クラウドへのニーズの高まりとともに、データセンタをはじめとするクラウドを支えるインフラ側の動きも慌ただしくなってきた。具体的には、多様化するユーザーニーズにこたえるため、インフラ強化の動きが目立ってきたのだ。こうした動きについて、東京エレクトロン デバイス株式会社 CN事業統括本部 CNプロダクト事業部 プロダクト技術2部 尾田智宏氏は次のように説明する。

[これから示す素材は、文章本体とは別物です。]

Issue #1768, opened 2025-03-12
Test `pxe-offline-install.rootfs-appended.bios` perma-failing in Prow


jlebon:
For some reason, this fails in Prow but not in the pipeline.
Looks like ignition-fetch times out unable to actually get to the pxe-live.ign hosted in the TFTP qemu server:

```
[  132.272322] ignition[689]: GET http://192.168.76.2:43841/pxe-live.ign: attempt #28
[  132.278949] ignition[689]: GET error: Get "http://192.168.76.2:43841/pxe-live.ign": dial tcp 192.168.76.2:43841: connect: network is unreachable
```

PR #1769, opened 2025-03-12
NO-JIRA: ci/prow-entrypoint: skip pxe-offline-install.rootfs-appended.bios for…

jlebon:
… now

This is perma-failing in Prow right now, so just skip over it for now.

See: https://github.com/openshift/os/issues/1768


marmijo (approved):
/lgtm

PR #1770, opened 2025-03-12
NO-JIRA: ci/get-ocp-repo.sh: pull in mirror repos when building scos

Prashanth684:
Recently, building scos extensions hit this error:
```
error: Packages not found: kernel-rt-core-5.14.0-570.el9, kernel-rt-devel-5.14.0-570.el9, kernel-rt-kvm-5.14.0-570.el9, kernel-rt-modules-5.14.0-570.el9, kernel-rt-modules-extra-5.14.0-570.el9
```

This is because the baseos image was built with the 570 version of the kernel, but the composes had already moved on to the 571 version. While pulling the mirror repos fixes this for now, it would be ideal to always build from mirror repos as composes seem to have a faster cadence. We should probably also have the node image building be triggered at the same time the base images are being built to avoid these races.

### DIFF
--- a/ci/get-ocp-repo.sh
+++ b/ci/get-ocp-repo.sh
@@ -194,7 +194,11 @@ if [ "$osname" = scos ]; then
     if [ -n "$ocp_manifest" ]; then
         workdir=$(dirname "$ocp_manifest")
     fi
+    # pull in the mirror repo as well in case there are newer versions in the composes
+    # and we require older versions - this happens because we build the node images async
+    # and the composes move fast.
     cat "$workdir/c9s.repo" >> "$repo_path.tmp"
+    cat "$workdir/c9s-mirror.repo" >> "$repo_path.tmp"
     mv "$repo_path.tmp" "$repo_path"
     create_gpg_keys
 fi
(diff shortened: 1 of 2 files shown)


overrides-c9s.yaml
```diff
@@ -6,6 +6,10 @@
 repos:
  - c9s-baseos-mirror
  - c9s-appstream-mirror
+# rt-mirror is needed while building scos node images through CI in case the composes have already moved kernel version
+# this is true for any othe package as well - so we will need to find a better solution for this [TODO]
+ - c9s-rt-mirror
+ - c9s-nfv-mirror
```
Prashanth684, line 12: @jlebon is there a better alternative to keep the building of the node image in sync with the bootimage? how  is it done for RHCOS?

Prashanth684: should SCOS just build from the mirror rather than the composes?

jlebon: It's awkward but currently, the base image is built with the pungi compose _and_ mirror (see convo in https://github.com/openshift/os/pull/1765), so yeah we should just match this for the extensions too.

But these should be in `extensions-okd-c9s.yaml`, not here. (And only in the `kernel-rt` extension since the repo doesn't exist on every arch.)

Prashanth684: makes sense. moved it to the extensions file.

PR #1776, opened 2025-03-19
COS-3126: overlay.d: replace 25rhcos-azure-udev

marmijo:
The current `25rhcos-azure-udev` overlay has been obsolete since we moved to EL9. Let's drop it and replace it with another overlay with the same name.

The new `25rhcos-azure-udev` overlay includes udev rules that support Azure Managed NVMe disks. These udev rules are shipped as part of the `azure-vm-utils` package[1], but that package wont be included until EL10[2]. We can drop this overlay when we move to EL10, provided the package is included at that time.

[1] https://github.com/Azure/azure-vm-utils/blob/9c596916b6774f24420dac0ee7a72a6c9ddb5060/udev/80-azure-disk.rules
[2] https://issues.redhat.com/browse/RHEL-73904


manifest-el9-shared.yaml
```diff
@@ -8,6 +8,9 @@ remove-from-packages:
   - - zram-generator
     - "/usr/lib/systemd/zram-generator.conf"
 
+ostree-layers:
+  - overlay/25rhcos-azure-udev
```
dustymabe, line 12: Having the same comment from below here would be nice:

```suggestion
  # The azure-vm-utils package provides these udev rules[1], but it wont be added
  # until EL10 [1]. This can be dropped when moving to EL10, provided the
  # package is included at that time.
  - overlay/25rhcos-azure-udev
```

overlay.d/25rhcos-azure-udev/usr/lib/udev/rules.d/80-azure-disk.rules
```diff
@@ -0,0 +1,50 @@
...
+LABEL="azure_disk_nvme_direct_v2"
+ATTRS{nsid}=="?*", ENV{AZURE_DISK_TYPE}="local", ENV{AZURE_DISK_SERIAL}="$env{ID_SERIAL_SHORT}"
+GOTO="azure_disk_nvme_id"
+
+LABEL="azure_disk_nvme_remote_v1"
+ATTRS{nsid}=="1", ENV{AZURE_DISK_TYPE}="os", GOTO="azure_disk_nvme_id"
+ATTRS{nsid}=="?*", ENV{AZURE_DISK_TYPE}="data", PROGRAM="/bin/sh -ec 'echo $$((%s{nsid}-2))'", ENV{AZURE_DISK_LUN}="$result"
+
+LABEL="azure_disk_nvme_id"
+ATTRS{nsid}=="?*", IMPORT{program}="/usr/sbin/azure-nvme-id --udev"
```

「データセンタにおいてもプライベートクラウドを構築する企業においても、省電力・省スペース、シンプルなシステム構成・運用を実現することで、低コストで効率のよいサービスを提供することが求められています。そのために急速に普及したのが、サーバ仮想化やストレージ仮想化などの統合テクノロジーです。ところが、ネットワークに関しては、SAN、iSCSI、NASなどの通信プロトコルごとにネットワークが分かれているため、統合が遅れているのが実態です。そこで注目されているのがFCoE/DCBという技術です。FCoE/DCBにより、複数のプロトコルを束ねてネットワークをシンプルにすることができるのです」(尾田氏)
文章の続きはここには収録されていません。